Skip to content

Data Sync

Overview

The Data Sync module is responsible for synchronizing data from data sources to content repositories. It handles the maintenance of data sources and bidirectional synchronization between data sources and content repositories. Planned data sources include:

  • Local data sources (Excel files will be supported first)
  • Unreal Engine data sources
  • Google Sheets (not currently in development)
  • Database (not currently in development)
  • Git Repository (not currently in development)
  • Message notification system
  • File service
  • Business database
  • Content database
  • Message queue

Data Source Maintenance and Synchronization

A data source is associated with one Repository, and the content of the data source and Repository can theoretically be converted to each other under certain conditions.
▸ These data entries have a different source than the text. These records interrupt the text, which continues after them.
PR #1252, opened 2014-12-11
Keep location information of KItem in Java backend

daejunpark:
for the Jenkins test

### DIFF
--- a/java-backend/src/main/java/org/kframework/backend/java/builtins/BuiltinVisitorOperations.java
+++ b/java-backend/src/main/java/org/kframework/backend/java/builtins/BuiltinVisitorOperations.java
@@ -82,7 +82,8 @@ public class BuiltinVisitorOperations {
             term = KItem.of(
                     visitLabel,
                     KList.concatenate(visitParams),
-                    context);
+                    context,
+                    term.getSource(), term.getLocation());
             return ((KItem) term).evaluateFunction(true/*to be safe*/, context);
         }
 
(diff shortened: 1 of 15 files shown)


dwightguth:
Can you explain what in particular you want to use this information for?

andreistefanescu:
lgtm

daejunpark:
I need this information for measuring semantics test coverage in the term-level granularity.

Suppose that we have the following K definition:

```
...
PseudoCode ::= "If" K "then" K "else" K
...
rule a1(x) => If x then b(x) else c1(x)
rule a2(x) => If x then b(x) else c2(x)
...
```

Currently, what we can measure is whether the rule `a1(x)` is applied or not, but we cannot measure which branch (i.e., `b(x)` or `c1(x)`) is taken. Also, if we have the same terms in multiple places (i.e., `b(x)`), we need to distinguish it based on where it came from.

So, my solution for the problem is to maintain location information for term-level, which allows to measure location information of all terms that have been in the top of the K cell. For now, I think `KItem` is sufficient for my purpose.

daejunpark:
@yilongli could you please review this?

grosu:
This is needed to evaluate the semantic coverage of a test suite, i.e, how well a set of programs covers the semantics.  Daejun crafted this by hand for his JavaScript semantics, and he found several behaviors which were undefined by the Ecmascript test-suite.  Interestingly, those turned out to be mis-implemented by browsers, so he found bugs in Chrome, IE, Firefox, Safari.  So we really want this feature in the K framework.

Grigore

yilongli:
Lgtm

PR #1255, opened 2014-12-12
remove maude backend and make java the default

dwightguth:
**please review**


dwightguth:
**DO NOT MERGE**. This pull request needs to be merged as part of the release process for K 3.5, so that all changes up to this diff are part of K 3.5 and this diff is part of K 3.6.

@yilongli please review changes to java backend and java code

@grosu please review changes to documentation files and tutorial

@radumereuta please review changes to parser and prelude

@traiansf please review changes to agent

@yilongli @radumereuta please review everything else.

@cos you're welcome to comment as well if you like. You might be interested in seeing what I did to deal with productions that declare KLabel constants.

radumereuta:
I'm about to board my flight to Europe, so the best I can do is Thursday.

yilongli:
The changes to the java backend look fine to me.

traiansf:
changes to agent look good to me.  Does quote/unquote work now with the java backend?

kernel/src/main/java/org/kframework/kil/Production.java
```diff
@@ -215,6 +216,21 @@ public int getArity() {
         return arity;
     }
 
+    public int getArityOfKItem() {
```
cos, line 238: could you add some javadoc explaining the distinction between this method and `getArity`?

kernel/src/main/java/org/kframework/kil/Production.java
```diff
@@ -391,4 +407,14 @@ public void setBinderMap(Multimap<Integer, Integer> binderMap) {
     public void setChildren(List<ProductionItem> children, Enum<?> _void) {
         this.items = children;
     }
+
+    public String getKLabelOfKItem() {
```
cos, line 437: and between this method and the simple `getKLabel`

grosu:
Looks excellent to me!  I am so glad to see this pull request.

k-distribution/include/builtins/model-checker.k
```diff
@@ -2,7 +2,6 @@
 require "bool.k"
 
 module LTL-SYNTAX-HOOKS
```
radumereuta, line 4: Is this file still needed? I think this worked only with the maude backend.

k-distribution/include/io/uris.k
```diff
@@ -1,94 +0,0 @@
...
-  rule #string2klist(K:K) => K when isString(K) =/=K true
-
-  syntax KList ::= #statTypes(KList) [function]
-  rule #statTypes(S1:String,,S2:String,,S3:String,,S4:String,,S5:String,,S6:String,,S7:String,,S8:String,,S9:String,,S10:String,,S11:String,,S12:String) => String2Int(S1),,String2Int(S2),,String2Int(S3),,String2Bool(S4),,String2Bool(S5),,String2Bool(S6),,String2Int(S7),,String2Int(S8),,String2Int(S9),,String2Int(S10),,String2Int(S11),,String2Int(S12)
-  rule #statTypes(K:K) => K
-
-// ------------------------------
-// Dynamic parsing
-
-  rule #parse(StringToParse:String, Sort:String) => 'String2K(#tcpRequest("parse\x01" +String Sort +String "\x01" +String StringToParse +String "\x01"))::K
```
radumereuta, line 78: I haven't gotten to the end of the diff yet, but what happens to this?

For local data sources, synchronization from Repository to data source can be understood as file export (file restoration) in localization. For game engines, since the game engine is an internal environment, the game engine needs to push content to a buffer area first, and then import it from the buffer area to the Repository. Therefore, for game engines, a unique ID needs to be configured in the game engine so that the system can identify the ID when the game engine pushes data.

Local Data Sources

For local data sources, first create a Data Source in the Repository, define the type as local file, specify the file type (currently only Excel is supported), upload the file, set the definitions of the columns in the Excel file that need to be imported, the import order of the files, and other information. Then the service will first check for potential problems with the current file under the current import rules. After the user ignores or adjusts these issues, the data source service will start the synchronization task. Each task will generate a corresponding import report. Synchronization tasks support rollback, and after rollback, the imported content will be deleted from the content repository.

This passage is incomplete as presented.